DATA =
=-=-=-=-=

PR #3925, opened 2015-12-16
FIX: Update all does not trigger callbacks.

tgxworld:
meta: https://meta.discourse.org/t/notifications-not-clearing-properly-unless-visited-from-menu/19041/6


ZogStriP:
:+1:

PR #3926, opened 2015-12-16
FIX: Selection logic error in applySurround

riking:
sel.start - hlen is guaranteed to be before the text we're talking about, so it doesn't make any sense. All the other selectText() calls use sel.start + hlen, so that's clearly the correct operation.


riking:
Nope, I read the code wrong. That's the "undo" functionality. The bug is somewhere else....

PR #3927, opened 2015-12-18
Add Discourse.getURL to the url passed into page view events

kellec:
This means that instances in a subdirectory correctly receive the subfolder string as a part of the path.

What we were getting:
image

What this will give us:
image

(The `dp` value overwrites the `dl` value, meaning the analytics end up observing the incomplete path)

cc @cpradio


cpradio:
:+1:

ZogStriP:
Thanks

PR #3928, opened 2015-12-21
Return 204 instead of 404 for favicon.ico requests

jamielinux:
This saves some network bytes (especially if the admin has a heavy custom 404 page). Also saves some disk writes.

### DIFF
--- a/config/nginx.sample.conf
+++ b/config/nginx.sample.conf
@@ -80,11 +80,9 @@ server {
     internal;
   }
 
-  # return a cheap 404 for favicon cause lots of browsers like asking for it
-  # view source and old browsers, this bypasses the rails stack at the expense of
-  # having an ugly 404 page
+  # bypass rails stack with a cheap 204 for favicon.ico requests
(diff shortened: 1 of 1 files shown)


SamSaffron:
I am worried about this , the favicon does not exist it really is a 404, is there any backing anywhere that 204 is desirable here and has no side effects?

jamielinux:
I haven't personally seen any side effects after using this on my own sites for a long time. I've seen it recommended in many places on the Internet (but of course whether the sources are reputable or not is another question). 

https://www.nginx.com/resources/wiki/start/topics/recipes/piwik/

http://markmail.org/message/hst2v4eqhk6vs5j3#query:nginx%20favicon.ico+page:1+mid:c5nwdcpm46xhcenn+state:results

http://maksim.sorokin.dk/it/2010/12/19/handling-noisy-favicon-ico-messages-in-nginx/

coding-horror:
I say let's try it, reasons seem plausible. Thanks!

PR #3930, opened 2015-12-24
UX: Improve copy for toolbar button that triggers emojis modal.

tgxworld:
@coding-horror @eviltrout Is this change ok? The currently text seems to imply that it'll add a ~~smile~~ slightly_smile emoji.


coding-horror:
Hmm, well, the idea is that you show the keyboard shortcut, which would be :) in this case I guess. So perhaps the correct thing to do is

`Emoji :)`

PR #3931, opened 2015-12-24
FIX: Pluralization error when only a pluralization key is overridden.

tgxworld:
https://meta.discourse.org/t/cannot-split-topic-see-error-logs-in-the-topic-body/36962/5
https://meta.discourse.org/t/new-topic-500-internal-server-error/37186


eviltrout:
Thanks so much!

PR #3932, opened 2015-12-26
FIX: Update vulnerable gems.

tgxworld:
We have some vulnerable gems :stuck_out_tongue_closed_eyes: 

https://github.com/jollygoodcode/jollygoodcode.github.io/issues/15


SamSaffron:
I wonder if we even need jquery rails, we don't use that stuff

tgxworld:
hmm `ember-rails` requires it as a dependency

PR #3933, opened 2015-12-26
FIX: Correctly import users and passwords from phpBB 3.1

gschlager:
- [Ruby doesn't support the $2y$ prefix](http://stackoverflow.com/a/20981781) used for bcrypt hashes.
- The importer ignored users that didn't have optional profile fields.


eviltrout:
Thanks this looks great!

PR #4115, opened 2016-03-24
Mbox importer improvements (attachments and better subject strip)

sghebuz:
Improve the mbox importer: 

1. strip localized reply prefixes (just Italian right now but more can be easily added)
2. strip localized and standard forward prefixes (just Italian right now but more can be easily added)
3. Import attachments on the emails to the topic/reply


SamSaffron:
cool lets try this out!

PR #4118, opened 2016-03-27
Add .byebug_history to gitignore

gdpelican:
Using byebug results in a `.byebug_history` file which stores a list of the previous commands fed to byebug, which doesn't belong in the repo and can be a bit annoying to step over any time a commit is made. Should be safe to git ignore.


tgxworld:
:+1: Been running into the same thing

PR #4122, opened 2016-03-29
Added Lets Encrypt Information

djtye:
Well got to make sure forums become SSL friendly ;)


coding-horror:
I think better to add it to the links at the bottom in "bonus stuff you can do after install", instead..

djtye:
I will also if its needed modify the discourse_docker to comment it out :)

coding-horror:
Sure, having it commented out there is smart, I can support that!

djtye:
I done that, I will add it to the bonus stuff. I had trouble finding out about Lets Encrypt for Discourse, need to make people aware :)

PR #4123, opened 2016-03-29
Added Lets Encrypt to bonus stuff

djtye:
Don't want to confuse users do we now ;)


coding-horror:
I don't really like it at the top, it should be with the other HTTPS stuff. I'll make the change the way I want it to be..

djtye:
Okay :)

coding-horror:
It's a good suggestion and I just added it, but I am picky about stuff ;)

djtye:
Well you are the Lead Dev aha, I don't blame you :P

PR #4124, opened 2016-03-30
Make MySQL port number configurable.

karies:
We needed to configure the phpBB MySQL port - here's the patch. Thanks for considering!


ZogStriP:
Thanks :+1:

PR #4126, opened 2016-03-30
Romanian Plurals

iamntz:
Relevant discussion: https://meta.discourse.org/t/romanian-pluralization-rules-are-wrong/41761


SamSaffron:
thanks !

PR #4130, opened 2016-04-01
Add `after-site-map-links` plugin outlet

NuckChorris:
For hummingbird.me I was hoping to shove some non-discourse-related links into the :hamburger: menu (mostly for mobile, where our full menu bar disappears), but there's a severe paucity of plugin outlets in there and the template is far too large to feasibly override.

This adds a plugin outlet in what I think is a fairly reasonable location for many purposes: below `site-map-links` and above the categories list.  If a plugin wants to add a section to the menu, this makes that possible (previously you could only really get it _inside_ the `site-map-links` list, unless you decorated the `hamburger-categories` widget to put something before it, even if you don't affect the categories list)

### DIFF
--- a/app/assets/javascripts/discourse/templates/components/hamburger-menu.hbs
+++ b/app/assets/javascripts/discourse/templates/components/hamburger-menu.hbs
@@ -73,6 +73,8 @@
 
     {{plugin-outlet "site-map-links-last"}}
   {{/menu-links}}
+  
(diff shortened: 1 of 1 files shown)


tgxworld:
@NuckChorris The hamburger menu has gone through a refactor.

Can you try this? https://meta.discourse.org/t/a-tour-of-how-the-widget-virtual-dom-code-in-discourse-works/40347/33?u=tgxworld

=-=-=-=-=

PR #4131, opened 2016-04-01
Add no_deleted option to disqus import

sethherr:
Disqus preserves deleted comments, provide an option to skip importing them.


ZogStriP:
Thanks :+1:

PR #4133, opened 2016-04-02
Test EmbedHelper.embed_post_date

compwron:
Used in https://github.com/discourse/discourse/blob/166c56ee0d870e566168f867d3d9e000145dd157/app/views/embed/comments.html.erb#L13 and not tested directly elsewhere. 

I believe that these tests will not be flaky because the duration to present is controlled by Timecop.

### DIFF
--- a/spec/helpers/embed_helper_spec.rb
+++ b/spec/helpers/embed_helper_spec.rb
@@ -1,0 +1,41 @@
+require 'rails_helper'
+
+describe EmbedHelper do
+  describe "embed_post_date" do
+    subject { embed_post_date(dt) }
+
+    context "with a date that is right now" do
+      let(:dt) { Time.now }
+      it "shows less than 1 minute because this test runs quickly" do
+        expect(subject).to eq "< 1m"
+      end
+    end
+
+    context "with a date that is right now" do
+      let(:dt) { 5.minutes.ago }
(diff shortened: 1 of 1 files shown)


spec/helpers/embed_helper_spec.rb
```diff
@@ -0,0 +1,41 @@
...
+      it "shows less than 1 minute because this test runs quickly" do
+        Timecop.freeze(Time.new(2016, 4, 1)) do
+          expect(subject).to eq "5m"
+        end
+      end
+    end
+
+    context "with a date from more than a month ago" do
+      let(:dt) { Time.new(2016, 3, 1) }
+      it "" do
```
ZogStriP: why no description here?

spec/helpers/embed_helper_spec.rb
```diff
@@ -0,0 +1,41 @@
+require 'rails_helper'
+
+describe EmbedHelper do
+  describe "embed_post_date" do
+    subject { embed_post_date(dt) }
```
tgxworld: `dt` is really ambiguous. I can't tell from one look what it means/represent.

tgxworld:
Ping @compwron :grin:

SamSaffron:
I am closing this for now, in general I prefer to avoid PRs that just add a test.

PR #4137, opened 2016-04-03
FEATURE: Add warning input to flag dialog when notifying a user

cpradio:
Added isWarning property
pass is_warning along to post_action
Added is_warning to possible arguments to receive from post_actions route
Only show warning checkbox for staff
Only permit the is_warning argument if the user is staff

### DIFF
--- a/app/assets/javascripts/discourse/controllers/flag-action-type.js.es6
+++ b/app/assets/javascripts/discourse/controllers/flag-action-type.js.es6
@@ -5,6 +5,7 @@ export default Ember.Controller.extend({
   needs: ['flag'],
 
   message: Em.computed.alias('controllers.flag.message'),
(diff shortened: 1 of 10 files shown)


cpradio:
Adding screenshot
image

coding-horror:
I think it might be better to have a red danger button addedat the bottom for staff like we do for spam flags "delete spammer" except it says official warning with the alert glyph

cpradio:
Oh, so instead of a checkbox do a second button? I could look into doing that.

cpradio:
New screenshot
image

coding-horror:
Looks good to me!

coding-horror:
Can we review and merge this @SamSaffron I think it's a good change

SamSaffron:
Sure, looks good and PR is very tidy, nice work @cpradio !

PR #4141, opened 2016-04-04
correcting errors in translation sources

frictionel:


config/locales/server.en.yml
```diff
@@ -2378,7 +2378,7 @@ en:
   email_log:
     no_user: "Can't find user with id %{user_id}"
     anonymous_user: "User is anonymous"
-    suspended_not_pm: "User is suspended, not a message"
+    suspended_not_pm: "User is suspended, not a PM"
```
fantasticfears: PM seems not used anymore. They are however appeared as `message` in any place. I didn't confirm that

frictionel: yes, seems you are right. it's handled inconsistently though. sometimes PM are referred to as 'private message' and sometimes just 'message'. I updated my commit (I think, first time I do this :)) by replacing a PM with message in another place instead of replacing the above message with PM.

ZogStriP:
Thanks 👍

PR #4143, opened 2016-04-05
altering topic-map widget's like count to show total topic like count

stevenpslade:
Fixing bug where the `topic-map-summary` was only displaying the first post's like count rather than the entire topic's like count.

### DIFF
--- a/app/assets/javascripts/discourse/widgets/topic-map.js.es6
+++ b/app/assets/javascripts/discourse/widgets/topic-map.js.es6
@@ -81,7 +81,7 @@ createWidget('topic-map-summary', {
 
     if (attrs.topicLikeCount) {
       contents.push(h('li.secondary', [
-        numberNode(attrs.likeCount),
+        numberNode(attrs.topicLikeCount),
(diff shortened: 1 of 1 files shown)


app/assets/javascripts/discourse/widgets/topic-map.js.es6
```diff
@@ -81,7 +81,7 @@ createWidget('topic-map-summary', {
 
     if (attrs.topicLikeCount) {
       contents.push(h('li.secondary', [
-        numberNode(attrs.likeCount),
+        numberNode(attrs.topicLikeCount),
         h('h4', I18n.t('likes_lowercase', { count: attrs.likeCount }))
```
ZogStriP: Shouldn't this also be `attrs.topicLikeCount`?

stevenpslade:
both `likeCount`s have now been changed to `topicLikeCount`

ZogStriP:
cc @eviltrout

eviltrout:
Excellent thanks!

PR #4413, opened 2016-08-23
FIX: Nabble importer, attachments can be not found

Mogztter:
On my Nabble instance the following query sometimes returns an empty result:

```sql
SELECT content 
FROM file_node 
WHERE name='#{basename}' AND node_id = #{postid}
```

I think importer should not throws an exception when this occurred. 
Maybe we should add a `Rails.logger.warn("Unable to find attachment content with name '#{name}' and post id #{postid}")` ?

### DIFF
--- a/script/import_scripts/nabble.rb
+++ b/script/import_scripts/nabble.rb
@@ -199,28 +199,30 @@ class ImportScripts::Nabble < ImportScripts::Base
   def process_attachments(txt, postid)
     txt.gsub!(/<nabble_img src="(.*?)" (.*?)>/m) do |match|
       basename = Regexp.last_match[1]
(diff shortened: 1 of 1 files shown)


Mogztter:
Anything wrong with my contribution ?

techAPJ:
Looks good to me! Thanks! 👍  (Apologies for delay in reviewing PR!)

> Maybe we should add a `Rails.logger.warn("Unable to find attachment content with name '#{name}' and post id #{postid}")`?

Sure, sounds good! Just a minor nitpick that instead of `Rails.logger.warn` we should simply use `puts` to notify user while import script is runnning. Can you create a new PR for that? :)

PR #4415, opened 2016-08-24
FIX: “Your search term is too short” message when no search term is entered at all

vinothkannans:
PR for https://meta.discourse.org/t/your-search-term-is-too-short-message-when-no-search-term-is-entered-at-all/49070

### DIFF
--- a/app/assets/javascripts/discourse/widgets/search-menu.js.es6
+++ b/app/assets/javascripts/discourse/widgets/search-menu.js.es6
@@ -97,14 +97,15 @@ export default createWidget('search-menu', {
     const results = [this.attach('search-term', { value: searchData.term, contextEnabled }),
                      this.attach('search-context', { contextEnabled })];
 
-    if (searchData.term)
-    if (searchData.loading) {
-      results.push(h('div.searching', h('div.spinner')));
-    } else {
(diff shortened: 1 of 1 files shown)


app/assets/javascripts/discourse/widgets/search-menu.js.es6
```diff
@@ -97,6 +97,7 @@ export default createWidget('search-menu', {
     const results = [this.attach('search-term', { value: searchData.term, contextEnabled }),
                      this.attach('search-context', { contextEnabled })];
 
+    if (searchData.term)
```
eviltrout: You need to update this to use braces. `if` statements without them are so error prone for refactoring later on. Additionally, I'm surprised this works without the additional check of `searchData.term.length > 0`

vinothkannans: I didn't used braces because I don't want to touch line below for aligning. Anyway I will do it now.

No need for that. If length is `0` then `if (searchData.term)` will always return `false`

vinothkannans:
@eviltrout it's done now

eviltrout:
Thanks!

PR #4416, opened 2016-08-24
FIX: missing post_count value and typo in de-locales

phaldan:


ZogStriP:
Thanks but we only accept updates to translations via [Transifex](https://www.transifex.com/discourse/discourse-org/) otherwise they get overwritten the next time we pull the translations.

=-=-=-=-=

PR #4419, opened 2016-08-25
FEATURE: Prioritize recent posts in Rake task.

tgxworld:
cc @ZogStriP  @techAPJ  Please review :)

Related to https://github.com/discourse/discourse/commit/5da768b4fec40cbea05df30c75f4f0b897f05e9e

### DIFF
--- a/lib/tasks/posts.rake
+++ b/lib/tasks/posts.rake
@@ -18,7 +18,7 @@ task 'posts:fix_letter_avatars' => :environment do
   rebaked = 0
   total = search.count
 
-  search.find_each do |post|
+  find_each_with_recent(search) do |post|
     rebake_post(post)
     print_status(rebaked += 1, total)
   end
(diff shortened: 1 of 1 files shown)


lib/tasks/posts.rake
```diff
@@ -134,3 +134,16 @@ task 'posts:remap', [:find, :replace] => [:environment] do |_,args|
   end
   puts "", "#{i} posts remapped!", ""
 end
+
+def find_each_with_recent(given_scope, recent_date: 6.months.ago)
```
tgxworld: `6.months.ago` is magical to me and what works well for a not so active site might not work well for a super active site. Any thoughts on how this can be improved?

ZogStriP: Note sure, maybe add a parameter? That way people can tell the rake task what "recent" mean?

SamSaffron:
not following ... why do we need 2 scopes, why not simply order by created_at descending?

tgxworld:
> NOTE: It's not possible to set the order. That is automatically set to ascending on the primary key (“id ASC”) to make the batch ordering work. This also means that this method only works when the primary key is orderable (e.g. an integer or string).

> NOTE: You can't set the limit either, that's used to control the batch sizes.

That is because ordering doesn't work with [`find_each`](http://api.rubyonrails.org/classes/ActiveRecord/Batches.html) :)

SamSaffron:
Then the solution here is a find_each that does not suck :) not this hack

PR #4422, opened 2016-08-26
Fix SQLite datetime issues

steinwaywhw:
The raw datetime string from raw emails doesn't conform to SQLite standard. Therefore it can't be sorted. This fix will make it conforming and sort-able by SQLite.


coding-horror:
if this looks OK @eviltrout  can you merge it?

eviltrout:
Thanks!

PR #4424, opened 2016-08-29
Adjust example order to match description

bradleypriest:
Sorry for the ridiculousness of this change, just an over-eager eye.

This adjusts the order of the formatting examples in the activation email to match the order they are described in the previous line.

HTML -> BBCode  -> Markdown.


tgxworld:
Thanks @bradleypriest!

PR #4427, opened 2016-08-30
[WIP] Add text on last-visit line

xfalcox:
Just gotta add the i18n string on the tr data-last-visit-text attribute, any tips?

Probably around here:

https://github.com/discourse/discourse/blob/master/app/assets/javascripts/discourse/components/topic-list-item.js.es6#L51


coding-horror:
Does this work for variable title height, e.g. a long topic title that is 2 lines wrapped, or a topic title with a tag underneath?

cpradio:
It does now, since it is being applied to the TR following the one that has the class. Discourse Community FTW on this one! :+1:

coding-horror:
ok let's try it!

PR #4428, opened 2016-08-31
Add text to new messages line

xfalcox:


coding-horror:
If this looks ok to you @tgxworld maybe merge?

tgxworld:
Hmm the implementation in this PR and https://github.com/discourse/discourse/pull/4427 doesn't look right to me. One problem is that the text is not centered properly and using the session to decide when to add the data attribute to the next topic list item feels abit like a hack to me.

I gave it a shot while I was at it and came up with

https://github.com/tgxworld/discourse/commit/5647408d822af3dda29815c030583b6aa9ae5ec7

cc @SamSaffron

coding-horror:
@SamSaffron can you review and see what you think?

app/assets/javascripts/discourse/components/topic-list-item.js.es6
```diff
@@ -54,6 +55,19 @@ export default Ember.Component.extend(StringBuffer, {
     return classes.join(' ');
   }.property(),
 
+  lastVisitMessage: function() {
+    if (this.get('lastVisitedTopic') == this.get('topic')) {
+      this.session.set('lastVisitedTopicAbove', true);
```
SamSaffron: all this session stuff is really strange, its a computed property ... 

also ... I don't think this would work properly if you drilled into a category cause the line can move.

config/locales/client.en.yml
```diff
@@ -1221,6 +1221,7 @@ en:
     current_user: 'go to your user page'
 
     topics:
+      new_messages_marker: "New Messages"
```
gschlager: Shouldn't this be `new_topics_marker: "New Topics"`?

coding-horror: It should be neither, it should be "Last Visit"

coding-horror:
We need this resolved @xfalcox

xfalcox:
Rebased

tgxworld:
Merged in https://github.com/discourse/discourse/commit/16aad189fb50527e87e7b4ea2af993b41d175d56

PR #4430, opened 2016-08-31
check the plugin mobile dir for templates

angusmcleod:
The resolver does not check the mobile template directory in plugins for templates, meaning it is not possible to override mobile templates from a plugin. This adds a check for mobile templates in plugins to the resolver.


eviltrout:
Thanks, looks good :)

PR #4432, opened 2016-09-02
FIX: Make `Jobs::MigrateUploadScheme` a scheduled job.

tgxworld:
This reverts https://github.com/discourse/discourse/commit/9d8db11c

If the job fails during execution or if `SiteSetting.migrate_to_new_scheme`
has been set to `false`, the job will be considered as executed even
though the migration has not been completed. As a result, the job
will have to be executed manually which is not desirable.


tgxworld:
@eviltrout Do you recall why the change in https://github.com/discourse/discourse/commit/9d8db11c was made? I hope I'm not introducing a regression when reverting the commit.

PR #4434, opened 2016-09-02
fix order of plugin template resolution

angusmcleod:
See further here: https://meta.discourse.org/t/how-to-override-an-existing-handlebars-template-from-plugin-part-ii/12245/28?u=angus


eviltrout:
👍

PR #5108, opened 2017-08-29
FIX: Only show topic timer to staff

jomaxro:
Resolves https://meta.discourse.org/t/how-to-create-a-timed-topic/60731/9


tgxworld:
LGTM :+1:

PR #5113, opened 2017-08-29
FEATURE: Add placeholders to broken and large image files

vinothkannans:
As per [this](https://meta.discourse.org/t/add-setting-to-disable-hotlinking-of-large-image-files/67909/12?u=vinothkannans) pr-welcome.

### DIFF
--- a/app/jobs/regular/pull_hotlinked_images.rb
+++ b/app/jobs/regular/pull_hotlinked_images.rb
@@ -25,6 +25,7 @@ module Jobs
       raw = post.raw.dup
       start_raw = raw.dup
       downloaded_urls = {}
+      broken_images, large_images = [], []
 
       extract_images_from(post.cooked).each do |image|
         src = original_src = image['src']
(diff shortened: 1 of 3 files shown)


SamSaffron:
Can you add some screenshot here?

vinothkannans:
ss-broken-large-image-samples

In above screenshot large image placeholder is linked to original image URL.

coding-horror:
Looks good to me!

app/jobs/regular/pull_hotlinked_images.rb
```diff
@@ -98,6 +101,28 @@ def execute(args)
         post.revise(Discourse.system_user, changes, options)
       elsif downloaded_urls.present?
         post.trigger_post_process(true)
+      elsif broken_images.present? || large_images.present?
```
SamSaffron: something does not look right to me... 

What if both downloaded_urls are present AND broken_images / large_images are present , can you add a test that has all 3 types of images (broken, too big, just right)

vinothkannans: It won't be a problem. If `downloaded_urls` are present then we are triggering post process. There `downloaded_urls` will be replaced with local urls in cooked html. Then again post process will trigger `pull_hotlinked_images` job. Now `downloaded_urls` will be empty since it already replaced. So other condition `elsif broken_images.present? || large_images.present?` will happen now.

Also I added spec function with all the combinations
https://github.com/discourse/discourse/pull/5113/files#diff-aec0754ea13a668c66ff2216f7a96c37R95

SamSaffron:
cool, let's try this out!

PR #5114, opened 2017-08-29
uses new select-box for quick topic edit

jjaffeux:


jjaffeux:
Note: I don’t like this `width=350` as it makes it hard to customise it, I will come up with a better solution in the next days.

=-=-=-=-=

DESCRIPTION OF THE TASK = Tally every line in these entries where the string "length" occurs. The tally alone is the answer.

RESPONSE = 2